# Thread: fastest way to solve:

1. ## fastest way to solve:

Given $N = 10^{22} + 1$. If ‘N’ is divided by 11, then
Col A: The remainder
Col B: 2

This is a gre math Q. Would the fastest way to solve be to recognize that for every even power of 10, there is a remainder of 1 when product is divided by 11? Then the +1 on the end would make remainder 2. Any other ways to tackle this problem?

2. Originally Posted by sfspitfire23
Given $N = 10^{22} + 1$. If ‘N’ is divided by 11, then
Col A: The remainder
Col B: 2

This is a gre math Q. Would the fastest way to solve be to recognize that for every even power of 10, there is a remainder of 1 when product is divided by 11? Then the +1 on the end would make remainder 2. Any other ways to tackle this problem?
Fastest way is to do $10^{22}+1 \equiv (-1)^{22} + 1 \equiv 1 + 1 \equiv 2 \pmod{11}$. Are you familiar with this notation?

3. I am familiar with modular arithmetic...however, I don't understand how you got 10^22 to be (-1)^22

4. 10 is one less than 11. Since $11\equiv 0$ (mod 11), $10\equiv -1$ (mod 11).

Or, to put it another way, 10+ 1= 11: $10+ 1\equiv 11\equiv 0$ (mod 11).

In modulo 11, $10^{22}\equiv (-1)^{22}\equiv 1$ (mod 11).
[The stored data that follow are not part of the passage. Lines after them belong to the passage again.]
PR #355, opened 2017-01-17
Split content metadata into their own files

drifthat:
to match https://github.com/OpenRA/OpenRA/pull/11771.


drifthat:
CI build is passed now

drifthat:
merged w/ latest master codebase

GraionDilach:
This needs a rebase.

Mailaender:
It looks like the GitHub desktop clients makes things worse by merging in the latest master instead of just rebasing, but I could resolve this with the web interface by squashing things together also eliminating the revert commit which then also let's us avoid a commit that breaks things.

GraionDilach:
I can't tell any desktop GUI client which rebases on default settings, so that doesn't apply to Github's alone.

PR #359, opened 2017-02-04
Rename 'UpgradeOverlay' because of the new version of OpenRA

cookgreen:


rules/defaults.yaml
```diff
@@ -83,8 +83,6 @@
 		Conditions: crate-firepower, crate-damage, crate-speed
 
 ^IronCurtainable:
-	UpgradeOverlay@ironcurtain:
```
m3ntalsp00n: Should be renamed to WithColoredOverlay not removed entirely.

cookgreen: okay

cookgreen: changed

cookgreen:
Fixed

PR #367, opened 2017-02-14
Abuse 'ls' to determine if content directory is empty

Phrohdoh:
The directory existing is completely valid.
We want to know whether or not the directory is _empty_.

### DIFF
--- a/fetch-content.sh
+++ b/fetch-content.sh
@@ -9,7 +9,7 @@ else
 	DIR="$HOME/.openra/Content/ra2/"
 fi
 
-if [ ! -e "$DIR" ]; then
+if [ -z "$(ls -A "$DIR")" ]; then
 	echo "Downloading RA2 mod content"
 
 	mkdir -p "$DIR"


fetch-content.sh
```diff
@@ -9,7 +9,7 @@ else
 	DIR="$HOME/.openra/Content/ra2/"
 fi
 
-if [ ! -e "$DIR" ]; then
+if [ -z "$(ls -A "$DIR")" ]; then
```
samrocketman: If directory doesn't exist then it will output to stderr.  Perhaps,

```bash
if [ ! -e "$DIR" -o -z "$(ls -A "$DIR")" ]; then
...
```
or discarding stderr of `ls -A`.

samrocketman: Also, regarding validity; it would probably be better to test for a specific expected file rather than checking for any arbitrary file with `ls -A`.

abcdefg30:
Superseded by #385.

PR #2549, opened 2023-01-02
Added support for global mass actions defs

mozkomor05:
The list of mass actions is obtained from the global clientDefs, but the definitions are only obtained from the scope clientDefs, making it impossible to define global mass action with custom handler.


yurikuzn:
Thanks. This was missed when implemented. I'll add `massActionDefs` protected property to the class, as we need all props be defined.

Issue #2571, opened 2023-01-19
Call dropdown UI issue when permission applied


rabiibrahimi:
**Describe the bug**
When a user has the permission to view his team's calls and only edit his own. when accessing a call of his team the dropdown is still shown as empty. 

**To Reproduce**
1. create a regular user (set permission to create call | view his team | edit his own | delete No)
2. assign a call to his team 
3. login in as the regular user access the call assigned to his team on top left dropdown is shown with empty element. 
...

**Expected behavior**
i expect the user to only see the call and dropdown should't appear. 

**Screenshots**

**EspoCRM version**
version 7.3.2
<img width="966" alt="Screenshot 2023-01-19 at 10 39 04" src="https://user-images.githubusercontent.com/19490674/213421158-8318d00e-0459-42e7-baf3-db3b5c6a2970.png">

**Additional context**

yurikuzn:
I found the mistake: https://github.com/espocrm/espocrm/commit/72a1d73848a409d76352d6a68e62c7c6010090ad

rabiibrahimi:
great 
thanks

PR #2572, opened 2023-01-19
Add checkField ACL for the call

rabiibrahimi:
Added ACL  checkField on call detail view to present dropdownActions to appear is user doesn't have permission to edit.

fix for https://github.com/espocrm/espocrm/issues/2571


yurikuzn:
On that stage it's not possible to know ACL as some record data yet to be loaded.

The issue is not with ACL but with the logic that hides empty dropdown.

yurikuzn:
This https://github.com/espocrm/espocrm/blob/7.3.2/client/src/views/record/detail.js#L874 might be not called after actions are hidden. Maybe not yet rendered.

5. Ah right. Now, could I then change the +1 to -10 as 1 is 10 less than 11?

(-1)^22+-10 is equivalent to 1-10 = -9 is equivalent to 2 (mod 11)? And thus, the remainder is 2? Can we conclude that from method?

6. Originally Posted by sfspitfire23
Ah right. Now, could I then change the +1 to -10 as 1 is 10 less than 11?

(-1)^22+-10 is equivalent to 1-10 = -9 is equivalent to 2 (mod 11)? And thus, the remainder is 2? Can we conclude that from method?
You could do so, but it adds an extra step.